It is interesting to read this guys rant though, he has used PICs (he should
also check out the 8051 or 8048 some time) so clearly he knows that an
instruction set architecture (ISA) can be successful even if it is hard to
make a C compiler for it, not everything is a PDP-11.

The rant about bytes was particularly amusing, dealing with 'odd address'
errors on the PDP-11 wasn't fun. But the DEC-10 architecture (36 bits) had a
really interesting 'byte pointer' kind of thing where there was a way of
iterating over 'strings.' (They also had SIXBIT a 6 bit encoding standard for
text, go figure, and SKIPE which was in instruction that never skipped (thus a
NOP)).

------
Moto7451
I haven't programmed for the "CPU" but I'd wager that certain things are
designed to be slightly difficult for the sake of game difficulty and the
inherent fun of pulling off something non-trivial with it.

------
RodgerTheGreat
From a game design sense, there are actually pretty good reasons for making
the architecture somewhat hairy.

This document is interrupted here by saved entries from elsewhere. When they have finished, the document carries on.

PR #960, opened 2020-09-02
Update data pipelines with the latest APIs of building blocks

zhangguanheng66:


examples/data_pipeline/pipelines.py
```diff
@@ -8,10 +8,8 @@
 from torchtext.experimental.transforms import (
     basic_english_normalize,
     TextSequentialTransforms,
-    VocabTransform,
-    VectorTransform,
```
Nayef211, line 12: Why are we getting rid of the transforms? Is this because these building blocks have their own `forward` method defined?

examples/data_pipeline/transforms.py
```diff
@@ -6,19 +6,6 @@
 from torch import Tensor
 
 
-class TextClassificationPipeline(nn.Module):
```
Nayef211, line 9: Is this removed because it wasn't being used?

examples/data_pipeline/pipelines.py
zhangguanheng66: Switch to the `forward` func. It works for a list of tokens on JIT mode.

examples/data_pipeline/transforms.py
zhangguanheng66: We moved them to the experimental.transforms file.

PR #961, opened 2020-09-02
Transform for a batch of data

zhangguanheng66:
This PR is to extend a few transforms to work with a data batch. For example, `Vocab` forward func is now working with a list of token list, instead of a list of tokens. This is more consistent with pytext. It also makes the transforms connected with padding func.


examples/data_pipeline/transforms.py
```diff
@@ -73,5 +81,24 @@ class ToLongTensor(nn.Module):
...
         return torch.tensor(tokens).to(torch.long)
+
+
+def iterate_batch(pipeline):
+    def func(data_batch):
+        return [pipeline(data) for data in data_batch]
+    return func
+
+
+class TextClassificationPipeline(nn.Module):
```
Nayef211, line 94: Is this class being used anywhere?

examples/data_pipeline/pipelines.py
```diff
@@ -24,7 +24,7 @@ def build_sp_pipeline(spm_file):
 
     # Insert token in vocab to match a pretrained vocab
     vocab.insert_token('<pad>', 1)
-    pipeline = TextSequentialTransforms(tokenizer, vocab, ToLongTensor())
+    pipeline = TextSequentialTransforms(tokenizer, vocab)
```
Nayef211, line 27: Why are we removing the call to `ToLongTensor `?

examples/data_pipeline/pipelines.py
```diff
@@ -68,7 +68,7 @@ def build_text_vocab_pipeline(hf_vocab_file):
     vocab = vocab_from_file(f)
 
     # Insert token in vocab to match a pretrained vocab
-    pipeline = TextSequentialTransforms(tokenizer, vocab, ToLongTensor())
+    pipeline = TextSequentialTransforms(tokenizer, vocab)
```
Nayef211, line 71: Same as above

examples/data_pipeline/transforms.py
zhangguanheng66: I deleted it by accident in previous PR. It's used in the `batch_torchtext` pipeline.

examples/data_pipeline/pipelines.py
zhangguanheng66: Because right now, `vocab` object returns a list of token list with different length. So when it calls `ToLongTensor`, it will fail. After I land padding func https://github.com/pytorch/text/pull/952, I will add padding func together with `ToLongTensor`.

examples/data_pipeline/transforms.py
Nayef211: I see this makes sense

examples/data_pipeline/pipelines.py
Nayef211: Okay that sounds good. 

NIT: might be worth adding a TODO comment just to keep track of this

Nayef211 (approved):

PR #962, opened 2020-09-02
Updated all pipelines to include legacy and experimental implementations

Nayef211:
## Description
- Updated pipelines to include legacy and experimental implementations for benchmarking
- Added `script_vocab` factory method
- Added transforms for Pytext `Vocab` and Pytext `ScriptVocab`


examples/data_pipeline/transforms.py
```diff
@@ -87,16 +87,27 @@ def __init__(self, vocab):
         super(PyTextVocabTransform, self).__init__()
         self.vocab = vocab
 
+    def forward(self, tokens):
+        return [self.vocab.idx[token] if token in self.vocab.idx.keys() else 0 for token in tokens]
+
+
+class PyTextScriptVocabTransform(nn.Module):
```
zhangguanheng66, line 77: What's the difference for `PyTextScriptVocabTransform` and `VocabTransform`?

examples/data_pipeline/transforms.py
```diff
@@ -87,16 +87,27 @@ def __init__(self, vocab):
...
+    r"""Vocab transform
+    """
+
+    def __init__(self, vocab):
+        super(PyTextScriptVocabTransform, self).__init__()
+        self.vocab = vocab
+
     def forward(self, tokens: List[str]) -> List[int]:
```
zhangguanheng66, line 85: Why not `List[List[str]]`?

torchtext/experimental/functional.py
```diff
@@ -9,6 +9,13 @@ def func(tok_iter):
     return func
 
 
+def vector_func(vector):
```
zhangguanheng66, line 12: Is this for the experimental vector? Why not to write this as `nn.Module`?

zhangguanheng66 (commented):
Please double check that all the transforms and pipeline work with a batch of data.

torchtext/experimental/functional.py
Nayef211: This is because this will only be used with the legacy pipeline. I believe you did something similar with `vocab_func`

examples/data_pipeline/transforms.py
Nayef211: The `VocabTransform ` calls  `self.vocab.lookup_indices(tokens)` but the `PyTextScriptVocabTransform` calls  `self.vocab.lookup_indices_1d(tokens)`. The function names are different between the two

examples/data_pipeline/transforms.py
Nayef211: I will update this to use the batch format

torchtext/experimental/functional.py
zhangguanheng66: let's not add this for now because it's related to the legacy code. If you need a function like this, just add it to `examples/data_pipelines/transform.py`.

zhangguanheng66:
sync with master branch to fix the windows tests.

zhangguanheng66 (approved):

PR #963, opened 2020-09-03
Optimize vocab from file construction 

Nayef211:
## Description
- Updated vocab from file construction to use counters instead of lists to reduce memory footprint
- Updated final tokens list to be sorted primarily by frequency and secondarily by lexicographic order

## Benchmarks
image


zhangguanheng66 (commented):
LGTM. Just make sure that it works with the latest `basic_english_normalize`, which now accepts a list of strings, not a single string.

Nayef211:
> LGTM. Just make sure that it works with the latest `basic_english_normalize`, which now accepts a list of strings, not a single string.

Will do that in a follow up PR. I'm keeping this PR to the optimizations when using counters.

zhangguanheng66 (approved):
LGTM. Let's wait for the CI tests.

zhangguanheng66:
Eli just update the master branch to fix the windows unittest.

If it's an ideal candidate for C, writing a
new backend for a popular compiler is a few weeks of work at most, and then
much of the motivation for dealing with the gritty details of the ISA
evaporates. As we've already seen, there will be C compilers available for the
DCPU-16, but there are enough tough nuts to crack that programming in assembly
(or Forth?) will provide a competitive advantage for some time to come.